[Input — start]

PR #513, opened 2019-12-04
Provide date override for fulfilment-dates-calculator for testing 

mario-galic:
PROD inputs `null`, we can override with `"yyyy-MM-dd"`

### DIFF
--- a/handlers/fulfilment-date-calculator/src/main/scala/com/gu/supporter/fulfilment/FulfilmentDateCalculator.scala
+++ b/handlers/fulfilment-date-calculator/src/main/scala/com/gu/supporter/fulfilment/FulfilmentDateCalculator.scala
@@ -22,17 +22,19 @@ case class FulfilmentDates(
   nextAffectablePublicationDateOnFrontCover: LocalDate
 )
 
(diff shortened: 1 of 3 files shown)


handlers/fulfilment-date-calculator/src/main/scala/com/gu/supporter/fulfilment/FulfilmentDateCalculator.scala
```diff
@@ -24,15 +24,20 @@ case class FulfilmentDates(
 
 class FulfilmentDateCalculator extends Lambda[String, String] with LazyLogging {
   override def handle(todayOverride: String, context: Context) = {
-    val today = LocalDate.now()
-    val todayAsString = today.format(DateTimeFormatter.ofPattern("yyyy-MM-dd"))
-    val fulfilmentDates = FulfilmentDates(today, today, today, today, today, today)
-    writeToBucket("WEEKLY", todayAsString, fulfilmentDates.asJson.spaces2)
-    Right(todayOverride)
+    val today = inputToDate(todayOverride)
```
twrichards: to we need it to default to today if nothing is provided?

[Input — finish]

Set down each record above without changing a single word.

> [Reply to the task]
PR #513, opened 2019-12-04
Provide date override for fulfilment-dates-calculator for testing 

mario-galic:
PROD inputs `null`, we can override with `"yyyy-MM-dd"`

### DIFF
--- a/handlers/fulfilment-date-calculator/src/main/scala/com/gu/supporter/fulfilment/FulfilmentDateCalculator.scala
+++ b/handlers/fulfilment-date-calculator/src/main/scala/com/gu/supporter/fulfilment/FulfilmentDateCalculator.scala
@@ -22,17 +22,19 @@ case class FulfilmentDates(
   nextAffectablePublicationDateOnFrontCover: LocalDate
 )
 
(diff shortened: 1 of 3 files shown)


handlers/fulfilment-date-calculator/src/main/scala/com/gu/supporter/fulfilment/FulfilmentDateCalculator.scala
```diff
@@ -24,15 +24,20 @@ case class FulfilmentDates(
 
 class FulfilmentDateCalculator extends Lambda[String, String] with LazyLogging {
   override def handle(todayOverride: String, context: Context) = {
-    val today = LocalDate.now()
-    val todayAsString = today.format(DateTimeFormatter.ofPattern("yyyy-MM-dd"))
-    val fulfilmentDates = FulfilmentDates(today, today, today, today, today, today)
-    writeToBucket("WEEKLY", todayAsString, fulfilmentDates.asJson.spaces2)
-    Right(todayOverride)
+    val today = inputToDate(todayOverride)
```
twrichards: to we need it to default to today if nothing is provided?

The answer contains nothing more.